BEGIN Data shown

Issue #3331, opened 2026-02-09
Refactor `post_build_upload.py` to partly move server side


marbre:
The script `build_tools/github_actions/post_build_upload.py` must be refactored to move the generation of index file for artifacts, logs, etc. to server side.

As a prerequisite the structure where individual artifacts, logs, etc. get pushed need to be defined prior to the refactoring. This is related to what @ScottTodd is partly working on.

ScottTodd:
See https://github.com/ROCm/TheRock/pull/3000 for some of what I'm thinking/planning around a central location for workflow outputs -> S3 storage/upload code.

For this script in particular, we could also stream logs and artifacts to S3, either continuously (during component builds) or incrementally (after each component build), instead of waiting until the overall build completes before uploading anything.

ScottTodd:
Raw design notes: https://github.com/ScottTodd/claude-rocm-workspace/blob/main/tasks/active/run-outputs-layout.md#design-server-side-index-generation-3331

I think we should set up something like https://github.com/razorjack/s3-directory-listing (or use/fork that ourselves).

The [`build_tools/github_actions/post_build_upload.py`](https://github.com/ROCm/TheRock/blob/main/build_tools/github_actions/post_build_upload.py) script will:
1. Generate archives as needed (ninja logs, etc.)
2. Choose which files to upload and what paths to upload them to
3. Upload those files

On the server-side, we should have some _generic_ infrastructure that:
1. Listens for S3 `PutObject` events
2. Determines the "directory" prefix from an uploaded object's key
3. Lists objects at that prefix (e.g. via `ListObjectsV2`)
4. Generates an `index.html` page with the file listing (name, size, last modified, etc.)
5. Writes that file to the same prefix

Claude Code also suggests setting `TTL=0` on `*/index.html` paths so they are always fresh and not cached?

Note that we should aim for the code running on the server side to NOT know anything about what files will be uploaded or how they relate to one another, at least at the start. That way, we can add more file types in the future without needing to update the server-side code. For some of the more complicated index pages like https://therock-nightly-tarball.s3.amazonaws.com/index.html, it makes more sense to have the server-side code know more details about the files that are present so the generated page includes sorting/filtering/etc. specific to the files. We'll probably get to that point eventually for our CI build artifacts/logs - especially if we add a central summary page for each workflow run that aggregates/summarizes the CI results (build status, artifact sizes, test result summaries, etc.)

ScottTodd:
More design thinking:

[...]

PR #3000, opened 2026-01-20
Add central `RunOutputRoot` class for deriving CI run output paths on S3

ScottTodd:
This PR introduces a new `RunOutputRoot` class that centralizes path construction, clearly documents which files are uploaded where, and adds many new unit tests.

## Motivation

We had multiple files constructing paths on S3 for CI outputs such as artifacts, logs, and reports. Each of these files needed to know what schema to follow and there was risk of the files not agreeing on conventions. Several files even used the `retrieve_bucket_info()` function which just returned a tuple of `[EXTERNAL_REPO, BUCKET]`.

This is prerequisite work for:

* https://github.com/ROCm/TheRock/issues/1559
  * I want to upload ROCm Python packages (with "dev" versioning) to S3 and this builds a foundation for new files
* https://github.com/ROCm/TheRock/issues/2608
  * I want to list and download ROCm artifacts from workflow runs without copying the URL structure again

## Technical Details

Key changes:

1. Added new `build_tools/_therock_utils/run_outputs.py` file with a new `RunOutputRoot` class
2. Migrated existing code to use the new class, like so:

    ```diff
    - analysis_url = f"{bucket_url}/logs/{artifact_group}/build_time_analysis.html"
    + analysis_url = run_root.build_time_analysis_url(artifact_group)
    ```

    ```diff
    - s3_prefix = f"{external_repo}{run_id}-{platform}"
    + s3_prefix = run_root.prefix
    ```

3. Moved `retrieve_bucket_info()` from `github_actions_utils.py` to the new file as an implementation detail
4. Added new documentation for the directory structure of workflow run outputs in `docs/development/run_outputs_layout.md`
5. Added new unit tests

See also:

* Planning and notes: https://github.com/ScottTodd/claude-rocm-workspace/blob/main/tasks/active/run-outputs-layout.md
* Self-review at https://github.com/ScottTodd/claude-rocm-workspace/blob/main/reviews/local_005_run-outputs.md

## Test Plan

* Added new unit tests and updated existing unit tests
* Watch CI for unexpected file paths, broken logs, errors, etc.

> [!NOTE]
> I also want better ways to test these sorts of changes, so I added some follow-up plans in my plan/notes doc at [Follow-up Work: Local Testing & Backend Abstraction](https://github.com/ScottTodd/claude-rocm-workspace/blob/main/tasks/active/run-outputs-layout.md#follow-up-work-local-testing--backend-abstraction). The main ideas are to
[...]

PR #3596, opened 2026-02-25
[CI] Centralize code for uploading artifacts/logs/packages in workflows

ScottTodd:
> [!NOTE]
> This is a rewrite of https://github.com/ROCm/TheRock/pull/3000. The code was written primarily via Claude Code and has gone through several design iterations over the last ~month, with a few smaller pieces of work already split out and landed.
> 
> See also:
> * Task file with research, prototypes, notes, etc.: [`tasks/active/run-outputs-layout.md`](https://github.com/ScottTodd/claude-rocm-workspace/blob/main/tasks/active/run-outputs-layout.md)
> * Self-review 1: [`reviews/local_014_run-outputs-locations-2.md`](https://github.com/ScottTodd/claude-rocm-workspace/blob/main/reviews/local_014_run-outputs-locations-2.md)
> * Self-review 2: [`reviews/local_015_run-outputs-locations-2.md`](https://github.com/ScottTodd/claude-rocm-workspace/blob/main/reviews/local_015_run-outputs-locations-2.md)

## Motivation

We have multiple scripts that directly construct paths on S3 and use the `aws` CLI tool like so:

```python
def run_aws_cp(source_path: Path, s3_destination: str, content_type: str = None):
    if source_path.is_dir():
        cmd = ["aws", "s3", "cp", str(source_path), s3_destination, "--recursive"]
    else:
        cmd = ["aws", "s3", "cp", str(source_path), s3_destination]
...

def upload_manifest_to_s3(artifact_group: str, build_dir: Path, bucket_uri: str):
    ...
    dest = f"{bucket_uri}/manifests/{artifact_group}/therock_manifest.json"
    log(f"[INFO] Uploading manifest {manifest_path} -> {dest}")
    run_aws_cp(manifest_path, dest, content_type="application/json")
...

def run(args):
    ...
    external_repo_path, bucket = retrieve_bucket_info()
    run_id = args.run_id
    bucket_uri = f"s3://{bucket}/{external_repo_path}{run_id}-{PLATFORM}"
    bucket_url = (
        f"https://{bucket}.s3.amazonaws.com/{external_repo_path}{run_id}-{PLATFORM}"
    )
```

this moves the path computation and uploading code into shared classes:

```python
def upload_manifest(
    artifact_group: str, build_dir: Path, run_root: WorkflowOutputRoot, backend: StorageBackend,
):
    ...
    backend.upload_file(manifest_path, output_root.manifest(artifact_group))

def run(args):
    ...
    # This handles "retrieve bucket info" as an internal implementation detail
    output_root = WorkflowOutputRoot.from_workflow_run(run_id=args.run_id, platform=PLATFORM)
    # This chooses between LocalStorageBackend and S3StorageBackend depending on if staging_dir is set
    backend = create_upload_backend(staging_dir=args.output_dir, dry_run=args.dry_run)
```

The net result is:

* One file (`workflow_outputs.py`) that documents the directory structure and expected file types that will be uploaded, so upload and download scripts can share paths
* One file (`storage_backend.py`) that handles uploading to S3 via `boto3.client` or "uploading" to a local directory, dropping some uses of the `aws` CLI
* Simpler code and more shared utilities for scripts that want to upload or download files

## Technical Details

I tried to keep this PR as small as possible, but several of the design changes required sweeping updates that would be difficult to split further.

### In scope for this PR

* Defining new interfaces for path and I/O abstractions
* Migrating existing upload scripts for CI logs, artifacts, manifests, python packages to those abstractions
* Migrating existing download scripts for the same
* Adding tests and docs for the above

### Out of scope for this PR

* Migrating `build_tools/github_actions/upload_test_report_script.py`
* Migrating code from release github actions workflow files into scripts. This focuses on just CI workflows, not e.g. https://github.com/ROCm/TheRock/blob/0de4d6b3a84139cf5dd88eca941f3b7651c63a21/.github/workflows/release_portable_linux_packages.yml#L286-L293
  * I did start designing `storage_backend.py` so it might be used here (see `copy_file()` function and some TODOs)
* Moving index HTML generation out of post_build_upload.py (https://github.com/ROCm/TheRock/issues/3331)
* Project-wide refactoring/cleanup discovered as part of this work (there was quite a bit that I had to rein in)

### Feature/architecture highlights

(See also the new `docs/development/run_outputs_layout.md` file)

* `WorkflowOutputRoot`: source of truth for CI output paths
  * `from_workflow_run()` pulls bucket information from the current CI context
    * `retrieve_bucket_info()` is now an implementation detail of that class, not something usable from anywhere in the project via `github_actions_utils.py`
  * `from_workflow_run(lookup_workflow_run=True)` allows fetching from another run's artifacts
  * `for_local()` creates a simulated output path on the local filesystem
  * Methods like `log_dir()`, `python_packages()` return `OutputLocation`
* `StorageLocation`: Backend-agnostic location (relative path + bucket metadata)
  * `.s3_uri`, `.https_url`, `.local_path(staging_dir)`
* `StorageBackend`: base class for uploading
  * `upload_file()`, `upload_directory()` functions that support filtering and specifying content types
  * `S3StorageBackend` uses boto3
  * `LocalStorageBackend` uses a local filesystem (for unit tests and local developer use)

All together, these features enable more natural unit testing and local workflows built on the upload scripts that we already have.

## Test Plan

* New and existing unit tests (+1600 LOC of test code, +800 LOC of non-test code)
* Watch CI workflows to ensure that logs/artifacts/packages/etc. are uploaded as expected
* Watch post-submit multi-arch CI and release workflows (or trigger test runs)

## Submission Checklist

### DIFF
--- a/build_tools/find_artifacts_for_commit.py
+++ b/build_tools/find_artifacts_for_commit.py
@@ -165,10 +165,14 @@ def find_artifacts_for_commit(
     found: dict[str, ArtifactRunInfo] = {}
     for workflow_run in workflow_runs:
         # Bucket info depends only on the workflow run, not the artifact group.
-        external_repo, bucket = retrieve_bucket_info(
+        output_root = WorkflowOutputRoot.from_workflow_run(
+            run_id=str(workflow_run["id"]),
+            platform=platform,
             github_repository=github_repository_name,
             workflow_run=workflow_run,
         )
+        external_repo = output_root.external_repo
+        bucket = output_root.bucket
         for group in artifact_groups:
             if group in found:
                 continue
--- a/build_tools/tests/find_artifacts_for_commit_test.py
+++ b/build_tools/tests/find_artifacts_for_commit_test.py
@@ -13,6 +13,7 @@ from find_artifacts_for_commit import (
     ArtifactRunInfo,
     find_artifacts_for_commit,
 )
+from _therock_utils.workflow_outputs import WorkflowOutputRoot
 from github_actions.github_actions_utils import (
     GitHubAPIError,
     is_authenticated_github_api_available,
@@ -271,14 +272,19 @@ class FindArtifactsCrossRunTest(unittest.TestCase):
     }
 
     @mock.patch("find_artifacts_for_commit.check_if_artifacts_exist")
-    @mock.patch("find_artifacts_for_commit.retrieve_bucket_info")
+    @mock.patch("find_artifacts_for_commit.WorkflowOutputRoot.from_workflow_run")
     @mock.patch("find_artifacts_for_commit.gha_query_workflow_runs_for_commit")
     def test_accumulates_groups_across_runs(
-        self, mock_query_runs, mock_bucket_info, mock_check
+        self, mock_query_runs, mock_from_wfr, mock_check
     ):
         """Groups found across different retriggered runs are accumulated."""
         mock_query_runs.return_value = [self.FAKE_RUN_NEWER, self.FAKE_RUN_OLDER]
-        mock_bucket_info.return_value = ("", "therock-ci-artifacts")
+        mock_from_wfr.return_value = WorkflowOutputRoot(
+            bucket="therock-ci-artifacts",
+            external_repo="",
+            run_id="0",
+            platform="linux",
+        )
 
         # Newer run only built gfx120X; older run built gfx110X.
         def check_by_run_and_group(info):
@@ -305,14 +311,17 @@ class FindArtifactsCrossRunTest(unittest.TestCase):
         self.assertEqual(results[1].workflow_run_id, str(self.FAKE_RUN_NEWER["id"]))
 
     @mock.patch("find_artifacts_for_commit.check_if_artifacts_exist")
-    @mock.patch("find_artifacts_for_commit.retrieve_bucket_info")
+    @mock.patch("find_artifacts_for_commit.WorkflowOutputRoot.from_workflow_run")
     @mock.patch("find_artifacts_for_commit.gha_query_workflow_runs_for_commit")
-    def test_newer_run_takes_priority(
-        self, mock_query_runs, mock_bucket_info, mock_check
-    ):
+    def test_newer_run_takes_priority(self, mock_query_runs, mock_from_wfr, mock_check):
         """When multiple retriggered runs have the same group, the newer wins."""
         mock_query_runs.return_value = [self.FAKE_RUN_NEWER, self.FAKE_RUN_OLDER]
-        mock_bucket_info.return_value = ("", "therock-ci-artifacts")
+        mock_from_wfr.return_value = WorkflowOutputRoot(
+            bucket="therock-ci-artifacts",
+            external_repo="",
+            run_id="0",
+            platform="linux",
+        )
         mock_check.return_value = True  # both runs have all groups
 
         results = find_artifacts_for_commit(


docs/development/run_outputs_layout.md
```diff
@@ -0,0 +1,197 @@
...
+All outputs for a given run live under a common prefix:
+
+```
+s3://{bucket}/{external_repo}{run_id}-{platform}/
+```
+
+| Component       | Example                   | Description                                       |
+| --------------- | ------------------------- | ------------------------------------------------- |
+| `bucket`        | `therock-ci-artifacts`    | Selected based on repo, fork status, release type |
+| `external_repo` | `""` or `"Fork-TheRock/"` | Non-empty for forks and non-TheRock repos         |
```
marbre: Is "Fork-TheRock/" a valid example we see in the wild?

docs/development/workflow_outputs.md
```diff
@@ -0,0 +1,197 @@
...
+
+### Directory structure
+
+```
+{prefix}/
+    {artifact_name}_{component}_{target_family}.tar.xz
+    {artifact_name}_{component}_{target_family}.tar.xz.sha256sum
+    index-{artifact_group}.html
+
+    logs/{artifact_group}/
```
marbre, line 58: In the artifacts `target_family` is used but the subdirectory will be `artifact_group`. From the code this looks like the same eventually? The document could state the difference if there is one here as this is at least right now confusing to me.

Furthermore, we need to check how this aligns with multi-arch.

docs/development/workflow_outputs.md
```diff
@@ -0,0 +1,197 @@
...
+```
+RELEASE_TYPE set?
+├─ Yes ──> therock-{RELEASE_TYPE}-artifacts
+└─ No
+   └─ ROCm/TheRock and not fork?
+      ├─ Yes
+      │  └─ Pre-cutover? ─Yes─> therock-artifacts
+      │                  ─No──> therock-ci-artifacts
+      └─ No
+         └─ ROCm/therock-releases-internal and not fork?
```
marbre, line 95: Not sure if `ROCm/therock-releases-internal` is used anymore.

build_tools/_therock_utils/run_outputs.py
```diff
@@ -0,0 +1,394 @@
...
+
+    # -- Python packages --------------------------------------------------------
+
+    def python_packages(self, artifact_group: str) -> OutputLocation:
+        """Location for the Python packages directory.
+
+        Args:
+            artifact_group: Build variant (e.g., 'gfx110X-all')
+        """
+        return OutputLocation(self.bucket, f"{self.prefix}/python/{artifact_group}")
```
marbre: Should this be fixed to `{self.prefix}/python/{artifact_group}` or do we have a way to make this more flexible, e.g. `whl` vs / and `whl-next` for example with regards to multi-arch.

build_tools/_therock_utils/workflow_outputs.py
```diff
@@ -0,0 +1,394 @@
...
+        bucket = f"therock-{release_type}-artifacts"
+    else:
+        if external_repo == "":
+            bucket = "therock-ci-artifacts"
+            if curr_commit_dt and curr_commit_dt <= _BUCKET_CUTOVER_DATE:
+                bucket = "therock-artifacts"
+        elif (
+            repo_name == "therock-releases-internal"
+            and owner == "ROCm"
+            and not is_pr_from_fork
```
marbre, line 340: This might no longer be actively used and we can eventually drop it.

build_tools/_therock_utils/storage_backend.py
```diff
@@ -0,0 +1,222 @@
...
+# ---------------------------------------------------------------------------
+
+# Explicit content-type overrides for extensions we know about.
+_CONTENT_TYPE_OVERRIDES: dict[str, str] = {
+    ".gz": "application/gzip",
+    ".log": "text/plain",
+    ".md": "text/plain",
+    ".xz": "application/x-xz",
+    ".zst": "application/zstd",
+}
```
marbre, line 49: What about `.whl` and `.html`?

build_tools/_therock_utils/artifact_backend.py
```diff
@@ -83,23 +85,30 @@ def base_uri(self) -> str:
...
-        {staging_dir}/run-{run_id}-{platform}/
+    Directory structure mirrors S3 layout via RunOutputRoot::
+
+        {staging_dir}/{run_root.prefix}/
             {artifact_name}_{component}_{target_family}.tar.zst
-            {artifact_name}_{component}_{target_family}.tar.zst.sha256sum
     """
 
-    def __init__(self, staging_dir: Path, run_id: str, platform: str = "linux"):
+    def __init__(self, staging_dir: Path, run_root: RunOutputRoot):
```
marbre: I kind of associate `run_root` with run-as-root but naming might be fine here though.

marbre (commented):
From a high-level this looks good to me and I see no major issues.

docs/development/workflow_outputs.md
ScottTodd: I think it's safe to remove, but keeping it for now so this change is as close to existing behavior as possible.

build_tools/_therock_utils/run_outputs.py
ScottTodd: Keeping as-is for now to avoid behavior changes in this PR but yeah, we may need to adjust for multi-arch.

build_tools/_therock_utils/artifact_backend.py
ScottTodd: Good point. I considered a few other names for this "root of all outputs for one CI workflow run, stored in a cloud bucket". Which do you like?

Class name | Variable name 
-- | --
RunOutputRoot | run_root
RunOutputStore | run_store
OutputRoot | output_root
WorkflowOutputRoot | workflow_root
WorkflowRunOutputs | run_outputs
RunOutputs | run_outputs

docs/development/workflow_outputs.md
ScottTodd: It's a bit complicated... I added a comment with some more details.

build_tools/_therock_utils/artifact_backend.py
ScottTodd: Pushed some changes renaming the other modules/classes to better support using these new classes to replace upload code in workflows like
```yml
      - name: Upload Releases to S3
        if: ${{ github.repository_owner == 'ROCm' }}
        run: |
          aws s3 cp ${{ env.DIST_ARCHIVE }} s3://${{ env.S3_BUCKET_TAR }}/${{ env.S3_SUBDIR_TAR }}
          aws s3 cp ${{ env.OUTPUT_DIR }}/packages/dist/ s3://${{ env.S3_BUCKET_PY }}/${{ env.S3_SUBDIR }}/${{ matrix.target_bundle.amdgpu_family }}/ \
          --recursive --no-follow-symlinks \
          --exclude "*" \
          --include "*.whl" \
          --include "*.tar.gz"
```

build_tools/_therock_utils/storage_location.py
```diff
@@ -0,0 +1,61 @@
...
+
+    @property
+    def s3_uri(self) -> str:
+        """S3 URI (e.g., ``s3://bucket/path/file``)."""
+        return f"s3://{self.bucket}/{self.relative_path}"
+
+    @property
+    def https_url(self) -> str:
+        """Public HTTPS URL for browser access."""
+        return f"https://{self.bucket}.s3.amazonaws.com/{self.relative_path}"
```
ScottTodd, line 50: I had some ideas here after reviewing https://github.com/ROCm/TheRock/pull/3663 from @jayhawk-commits :

We might want to move this to an explicit `s3_https_url` and add a new `https_url` implementation that can return a custom URL like our current CloudFront pages. That would let us include the CDN-enabled URLs in our logs instead of just the raw S3 URLs (which may or may not be accessible, depending on the bucket).

We could pass through the URL mappings explicitly, inject them via a configuration file (loaded from an env var?), or do something else. For example:

```jsonc
// bucket_url_mappings.json
{
  "therock-dev-tarball": "https://rocm.devreleases.amd.com/tarball/",
  "therock-nightly-tarball": "https://rocm.nightlies.amd.com/tarball/",
}
```

```python
# storage_location.py or some other file
url_mappings = {}
with open(default_bucket_url_mappings_file) as f:
    url_mappings = json.load(f)

extra_bucket_url_mappings_file = os.environ.get("THEROCK_EXTRA_BUCKET_MAPPINGS_FILE", "")
if extra_bucket_url_mappings_file:
  with open(extra_bucket_url_mappings_file) as f:
    url_mappings = url_mappings | json.load(f)
```

build_tools/_therock_utils/storage_backend.py
```diff
@@ -0,0 +1,276 @@
...
+    return guessed or _DEFAULT_CONTENT_TYPE
+
+
+# ---------------------------------------------------------------------------
+# StorageBackend ABC
+# ---------------------------------------------------------------------------
+
+
+class StorageBackend(ABC):
+    """Abstract base class for storage operations."""
```
ScottTodd, line 73: I'm liking the name for this class more and more, as I consider what else in the project we could use this abstraction for. Having a common class (with unit tests and docs) will make it significantly easier to match local/dry-run behavior to behavior in github actions workflows.

Places to use this:
* Artifact/log/package upload for CI workflows/scripts
* Artifact download for CI workflows/scripts
* Release package copying (CI bucket -> release bucket v2-staging -> release bucket v2)

We could add a config struct with:
* Retry logic (max retries, back-off method)
* Upload logic (max parallel uploads, chunking)
* Download logic (max parallel downloads, chunking, checksum validation, caching)
* Logging settings (output to file, verbosity)

We can add new methods:
* `download_file`
* `download_directory` (and/or `_files`)

build_tools/_therock_utils/artifact_backend.py
marbre: > Good point. I considered a few other names for this "root of all outputs for one CI workflow run, stored in a cloud bucket". Which do you like?
> Class name 	Variable name
> RunOutputRoot 	run_root
> RunOutputStore 	run_store
> OutputRoot 	output_root
> WorkflowOutputRoot 	workflow_root
> WorkflowRunOutputs 	run_outputs
> RunOutputs 	run_outputs

`OutputRoot` 	`output_root` might be a good choice?

ScottTodd: Hmmm.... just `OutputRoot` feels too generic to me.

docs/development/workflow_outputs.md
marbre: Sure, can clean up in a follow up.

build_tools/_therock_utils/storage_location.py
marbre: That's actually a nice idea. Do you tend to land it as part of this change or do you plan for a follow up?

ScottTodd: Follow-up. This PR is large enough already. Could at least do the simple rename from `https_url` to `s3_https_url` though.

marbre (approved):
From a high-level this looks good and is a huge improvement. Due to the size of this PR there are clearly things we _could_ improve (see the Claude reviews and suggestions) but I think it is well designed and tested enough to land as is and iterate further once merged to also not block others on their work.

build_tools/_therock_utils/artifact_backend.py
marbre: `WorkflowOutputRoot` works for me as well (could still use `output_root` as variable :laughing: ). No too strong feelings.

marbre: Actually, looking at the naming, as log as the variable does not start with `run_` I am fine :) Can either be `RunOutputRoot`, `output_root` or `RunOutputStore` `output_store` or `WorkflowOutputRoot`, `output_root` (in that nomenclature always skipping the first part of the classname).

ScottTodd: I'll go with `WorkflowOutputRoot` and either `output_root` or `workflow_output_root` then.

ScottTodd: Pushed a renaming. Will wait until tomorrow to merge.

build_tools/_therock_utils/storage_backend.py
```diff
@@ -0,0 +1,276 @@
...
+            dest: Destination location (the directory root in the backend).
+            include: Optional glob patterns to filter files (e.g.
+                ``["*.tar.xz*"]``). If ``None``, all files are uploaded.
+
+        Returns:
+            Number of files uploaded.
+
+        Symlinks are skipped. Subdirectory structure is preserved.
+
+        TODO(scotttodd): Upload files in parallel (perhaps in the derived classes)
```
ScottTodd: Whoops, going to need parallel upload or some tuning on the upload settings. The uploads are taking ~58 minutes: https://github.com/ROCm/TheRock/actions/runs/22602649569/job/65487839754?pr=3596#step:15:168, up from 6 minutes prior to these changes: https://github.com/ROCm/TheRock/actions/runs/22608341595/job/65505405482

ScottTodd:
A few changes (including merge conflict resolution) since you last approved. Want to review again @marbre ?

marbre (approved):
Looks good!

HereThereBeDragons:
This PR failed building pytorch in this nightly as boto3 is missing. The pytorch workflows are not installing any `requirements.txt`.

```
Upload PyTorch manifest to S3 artifacts       0s
Run python build_tools/github_actions/upload_pytorch_manifest.py \
  python build_tools/github_actions/upload_pytorch_manifest.py \
    --dist-dir "/home/runner/_work/TheRock/TheRock/output/packages/dist" \
    --run-id "22708867520" \
    --amdgpu-family "gfx1151" \
    --python-version "3.10" \
    --pytorch-git-ref "release/2.8"
```

```
  File "/__w/TheRock/TheRock/build_tools/github_actions/upload_pytorch_manifest.py", line 145, in <module>
    main(sys.argv[1:])
  File "/__w/TheRock/TheRock/build_tools/github_actions/upload_pytorch_manifest.py", line 141, in main
    backend.upload_file(manifest_path, dest)
  File "/__w/TheRock/TheRock/build_tools/_therock_utils/storage_backend.py", line 268, in upload_file
    self.s3_client.upload_file,
  File "/__w/TheRock/TheRock/build_tools/_therock_utils/storage_backend.py", line 215, in s3_client
    import boto3
ModuleNotFoundError: No module named 'boto3'
Error: Process completed with exit code 1.
```

ScottTodd:
Argh, thanks for noticing and sending the fix-forward.

Brainstorming some ideas for how to catch issues with python requirements in workflows for the future:
1. More careful review
2. Add static analysis / unit tests checking for pip installs in workflows that run scripts
3. Have scripts install what they need on demand: https://docs.astral.sh/uv/guides/scripts/#running-a-script-with-dependencies
4. Install pip requirements into build dockerfiles (basically replacing the system-level awscli with boto3 in this case)
    * Then cache dockerfiles / layers on the build VMs
5. Run full release workflows when changing them
    * I'm deliberately trying to steer us away from this - while that's the most reliable way to know that workflows are still functional, the time to signal is far too long for productive development.
    * Running partial release workflows (for a light/cheap target or a no-op somehow) could work too

I'm thinking we should focus on (4), but (1) can be a crutch too.

HereThereBeDragons:
More careful reviews are always better :)

Dockerfile will only help us so and so much - and we would need to actively monitor if a newer version is available and build a new image. I think the main argument would be if we could cache it locally to not have so much network traffic and delays.

Overall I am a fan to also have some manual workflow runs for such large changes. Especially if the script changes are just touching pytorch:  just use the latest nightly and run the pytorch release workflow. Takes around 30-40min - which is totally within a reasonable time frame. 

Maybe we could have a smarter logic based on the files being changed and in which workflows they are called to automatically build jax/torch/native linux based on the current nightly release and not the full build to get earlier signaling on those exterior layers of rocm? (in addition to the normal "build presubmit rocm" workflows)

As we also have green CI requirements before merging, so we have to wait at least for one ROCm build.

END Data shown

Work instructions - Set down exactly the lines from the opening line of the material through the line in which "See https://github.com/ROCm/TheRock/pull/3000 for" occurs, both included, and no other lines.

Response to the task -
Issue #3331, opened 2026-02-09
Refactor `post_build_upload.py` to partly move server side


marbre:
The script `build_tools/github_actions/post_build_upload.py` must be refactored to move the generation of index file for artifacts, logs, etc. to server side.

As a prerequisite the structure where individual artifacts, logs, etc. get pushed need to be defined prior to the refactoring. This is related to what @ScottTodd is partly working on.

ScottTodd:
See https://github.com/ROCm/TheRock/pull/3000 for some of what I'm thinking/planning around a central location for workflow outputs -> S3 storage/upload code.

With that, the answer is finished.